Stored data entries

Issue #38, opened 2022-01-11
Multilingual support for selecting a image file


shigeya:
I found use cases that selectively refer to image files that include strings in different languages as part of the images.

A change to this text in the charter is necessary:

> Extensions for binding multilingual strings to GNU gettext-like localization files

I couldn't immediately come up with a PR.
If there is any suggestion for change, please provide it.

msporny:
This was addressed by https://github.com/w3c/vc-wg-charter/pull/33.

iherman:
The issue was discussed in a [meeting](https://www.w3.org/2017/vc/WG/Meetings/Minutes/2022-01-12-vcwg#section2-2) on 2022-01-12

- no resolutions were taken

<details><summary><i>View the transcript</i></summary>

#### 2.2. Multilingual support for selecting a image file (issue vc-wg-charter#38)

_See github issue [vc-wg-charter#38](https://github.com/w3c/vc-wg-charter/issues/38)._




**Shigeya Suzuki:** Sometimes we need to select from multiple image files to handle multi lingual text. Images may contain text inside images..  
… This is different from how multilingual text is handled.  
… I was thinking about opening a PR, but I could not find a good way to disclose that in a simple text.  

**Brent Zundel:** Manu posted a comment.  

**Manu Sporny:** But I was wrong.  

**Brent Zundel:** Any suggestions for shigeya how to address this?.  

**Manu Sporny:** We should reach out to Internationalization folks. We might want to ask them. Nothing is coming to mind, I understand the problem and desired to address it, but I don't know...  
… I could think of one way in JSON-LD how to do it, but not in this text approach..  
… Maybe Internationalization folks have an idea how this can be done.  

**Shigeya Suzuki:** I will talk to my friend to find out who is best to talk to.  

**Brent Zundel:** As you discover things, please add comments to the issue.  

**David Chadwick:** Work Human Colossus is doing on OCA could be a solution for this. They have tables with different tables to represent things. Table could also contain multiple images..  
… I think markus is familiar with this.  

**Markus Sabadello:** Little bit, but not enough to solve this.  

**David Chadwick:** I'll give you an email address of Human Colossus lead, you can chat to him directly. There are various presentations on Google, Youtube...  
… On ESSIF-Lab they did a demo a few weeks ago.  

> *David Chadwick:* paul.knowles@humancolossus.org for details of Overlays Capture Architecture (OCA) that should provide a solution to multi-lingual images.

[...]

Issue #19, opened 2021-11-10
Standardization of Multilingual Support


shigeya:
As I mentioned during the TPAC 2022 VC meeting two weeks ago, we need multilingual support, especially for Asian countries.

While some examples (even the first example) in the Verifiable Credential  1.1 spec show how you can encode multinational strings into a property value, there is a lack of discussion about this scheme.

Since these strings need to be content-integrity protected, externalizing translation mapping is not an option; multilingual support must be part of the Verifiable Credentials Data Model.

In Japan, we already observe difficulty in vaccination certificates since we need to use English for overseas purposes and Japanese for domestic purposes. Both the data model and the software support are in need. Thus, standardizing support in the Verifiable Credentials Data Model is necessary.

We understand this is a challenging topic, especially when looking at the data representation syntax point of view. But for the more general, international adoption, we need multilingual support without affecting single-lingual syntax.

I think including this work as part of Verifiable Credential 2.0 work is essential.

shigeya:
I forgot to mention that I (of course) want to contribute. I'm thinking about how this work fits into the charter and looking forward to having discussions/comments.

iherman:
The issue was discussed in a [meeting](https://www.w3.org/2017/vc/WG/Meetings/Minutes/2021-12-01-vcwg#section1-1) on 2021-12-01

- no resolutions were taken

<details><summary><i>View the transcript</i></summary>

#### 1.1. Standardization of Multilingual Support (issue vc-wg-charter#19)

_See github issue [vc-wg-charter#19](https://github.com/w3c/vc-wg-charter/issues/19)._




**Brent Zundel:** Seems like there is support for this, how do we make sure this happens?.  

**Shigeya Suzuki:** I was not sure how to proceed w/ PR -- how do we fit this into the charter?.  
… I'll propose something in a PR..  

</details>

kdenhartog:
I'm curious if the need for this extends beyond the support offered by JSON-LD today or if this is something that you're looking to get standardized among all of the different representations? Also worth asking, is the usage of JSON-LD's feature for this fall under your classification of "externalizing translation mapping"?

shigeya:
@kdenhartog thanks for the comment.  Sorry for the late response.

Feature-wise, for the use-cases I saw, the language-indexing feature mentioned in [Language indexing](https://json-ld.org/spec/latest/json-ld/#language-indexing) of JSON-LD 1.1 is sufficient.

[...]

PR #44, opened 2022-01-24
Extending support for resources in general

shigeya:
Relates to Issue #38 

- Supports non-string resources such as images
- References to gettext removed to avoid confusion

***
<a href="https://pr-preview.s3.amazonaws.com/shigeya/vc-wg-charter/pull/44.html" title="Last updated on Feb 9, 2022, 9:44 AM UTC (62f9866)">Preview</a> | <a href="https://pr-preview.s3.amazonaws.com/w3c/vc-wg-charter/44/9a2a8d1...shigeya:62f9866.html" title="Last updated on Feb 9, 2022, 9:44 AM UTC (62f9866)">Diff</a>

### DIFF
--- a/index.html
+++ b/index.html
@@ -270,7 +270,7 @@ produced.
               <li>VC JSON Web Tokens</li>
             </ul>
             </li>
-            <li>Extensions for binding multilingual strings to <a href="https://www.gnu.org/software/gettext/" title="GNU gettext">GNU gettext</a>-like localization files</li>
+            <li>Extensions for binding multilingual resources for localized user interfaces.</li>
           </ul>
           <p>
 The Working Group may also update Notes published under previous charters.


iherman (approved):

iherman:
@sakurann, can you review this as well?

Sakurann (changes requested):
It was difficult for me to understand what the work item is about from the first read of this sentence. After reviewing the related issues (including #19), I understood that the intent is to support multilingual representations. Let me know if there is a specific reason to specify string vs resource, or the mechanism of binding (what to what?), which we can discuss once the charter is approved. Otherwise, I would suggest alternative language, something like:
"Support for multilingual representations". (Or  "Support for multilingual claim representations" if we want to be specific.)

shigeya:
@Sakurann The mapping can be handled by either library which handles the data model or the user interfaces. It depends on how the software selects the languages. It is possible to show multiple languages on a screen simultaneously or show the text in the predetermined languages (by system settings).

We need to distinguish resource references from text strings. If a property expects strings, the value should be strings. But if a property expects a URL, then the value type is a string, but it might need special handlings.

Anyway, I'm OK with the language "Support for multilingual representations," if it is clear enough for other members.

Sakurann:
I understand there has been discussions and investigations around supporting multilingual representations for both resources and text strings, and that this is important for this use-case. How about the following text?
> Support for multilingual representations of resources not limited to the text strings

shigeya:
> Support for multilingual representations of resources not limited to the text strings

Clearer. Thanks. I will update the PR

shigeya:
> Support for multilingual representations of resources not limited to the text strings

I received feedback that this language gives the impression that the resource is possibly in the VC itself.
(Do we want to embed images into VC? It looks odd, but it seems there are valid use cases)

In that light, We (the guy who provided the feedback and me) still think "binding" is a suitable word. The resources will be included as part of the VC or linked to an external resource.

I am still thinking. Feedbacks welcome.

Sakurann:
So you want to provide multilingual support for the resources that are included in a credential by reference and not by value? 
Suggestion below:
> Support for multilingual representations of resources not limited to the text strings that can be included by reference or by value

shigeya:
> So you want to provide multilingual support for the resources that are included in a credential by reference and not by value? Suggestion below:
> 
> > Support for multilingual representations of resources not limited to the text strings that can be included by reference or by value

I mean both on reference or value for each of the properties.

OR13 (approved):

David-Chadwick:
grammatical change request please
to the text strings
change to
to text strings

shigeya:
> grammatical change request please 
> to the text strings 
> change to
> to text strings

Thank you. will include the change.

"Support for multilingual representations of resources not limited to text strings that can be included by reference or by value"

shigeya:
PR Updated. 

Now seeing "Error: 429 Too Many Requests" by PR Review. Is this okay... ?

(I found I'm working on the main branch in my repository:< this should not be the cause of the above issue...)

index.html
```diff
@@ -270,7 +270,7 @@ <h3>
               <li>VC JSON Web Tokens</li>
             </ul>
             </li>
-            <li>Extensions for binding multilingual strings to <a href="https://www.gnu.org/software/gettext/" title="GNU gettext">GNU gettext</a>-like localization files</li>
+            <li>Extensions for binding multilingual resources for localized user interfaces.</li>
```
Sakurann, line 273: The change I was proposing was for this string...

index.html
```diff
@@ -150,7 +150,7 @@ <h2>Scope</h2>
           <li>Data models for credentials, presentations, and proofs</li>
           <li>Registries for the data models</li>
           <li>Algorithms for the expression and verification of proofs that use existing cryptographic primitives</li>
-          <li>Refining multilingual support in data models</li>
+          <li>Support for multilingual representations of resources not limited to text strings that can be included by reference or by value"</li>
```
Sakurann: There is `"` left at the end btw.

iherman:
The issue was discussed in a [meeting](https://www.w3.org/2017/vc/WG/Meetings/Minutes/2022-01-26-vcwg#section7-1) on 2022-01-26

- no resolutions were taken

#### 7.1. Multilingual support for selecting a image file (issue vc-wg-charter#38)

_See github issue [vc-wg-charter#38](https://github.com/w3c/vc-wg-charter/issues/38)._




**Brent Zundel:** "Multilingual support for selecting a image file" Raised by Shigeya..  
… There is conversation in the PR.  

_See github pull request [vc-wg-charter#44](https://github.com/w3c/vc-wg-charter/pull/44)._




**Shigeya Suzuki:** The original markdown... not only the text but also the image file....  
… This PR and the last one, for multilingual text support, replacing strings....  
… to support both localized string and localized images..  
… I had some conversation... I hope she understands my intention....  
… Committed by some folks at Keio.  
… I'm still working with Kristina on some of these changes.  
… If she is satisfied with that, I'll create a PR.  

**Kristina Yasuda:** Are you suggesting to keep the original PR, or accepting the change request?.  

**Shigeya Suzuki:** I'm a bit confused about [your comment](https://github.com/w3c/vc-wg-charter/pull/44#issuecomment-1022484682) 2 hours ago.  
… The support for multilingual is not limited to ...?.  

> *Kristina Yasuda:* "Support for multilingual representations of resources not limited to the text strings that can be included by reference or by value".

**Brent Zundel:** Thank you both.  

</details>

index.html
shigeya: Updated. thanks...

index.html
shigeya: Ah, right... my bad.

shigeya: This part of the text (in 2.2 Other Deliverables) lists a non-normative document on external mapping objects which we develop. So I think this should be ok.

I thought your request was for Section "1. Scope"

index.html
```diff
@@ -150,7 +150,7 @@ <h2>Scope</h2>
           <li>Data models for credentials, presentations, and proofs</li>
           <li>Registries for the data models</li>
           <li>Algorithms for the expression and verification of proofs that use existing cryptographic primitives</li>
-          <li>Refining multilingual support in data models</li>
+          <li>Support for multilingual representations of resources not limited to text strings that can be included by reference or by value</li>
```
msporny: I find this text, while specific, still vague and confusing. Do we mean "RDF resources" or "Web resources" or "anything at the end of a URL"? Are we expressing the references as URLs?

Feels like less is more here and what we had before seemed fine. It feels like the second change request here is good -- it describes a goal "Extensions for binding multilingual resources for localized user interfaces." -- can we try something like that here?

msporny (changes requested):

index.html
shigeya: Thanks for the comment. I do not have enough brain cycle to think about this week, and I can't attend the VCWG teleconference. I welcome suggestions. If there are not, I will figure them out early next week.

brentzundel: I think that the text we had was sufficient, and covers what is described here.
I would recommend keeping the original text.

index.html
brentzundel: @Sakurann could you suggest text which you would find acceptable here?

index.html
shigeya: > I think that the text we had was sufficient, and covers what is described here. I would recommend keeping the original text.

Okay, let me revert the change on this.

brentzundel (approved):

brentzundel (approved):

Sakurann (approved):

TASK DESCRIPTION
Read the records above. Show each line that has the string "might".

REPLY TO THE EXERCISE
**Manu Sporny:** We should reach out to Internationalization folks. We might want to ask them. Nothing is coming to mind, I understand the problem and desired to address it, but I don't know...  
We need to distinguish resource references from text strings. If a property expects strings, the value should be strings. But if a property expects a URL, then the value type is a string, but it might need special handlings.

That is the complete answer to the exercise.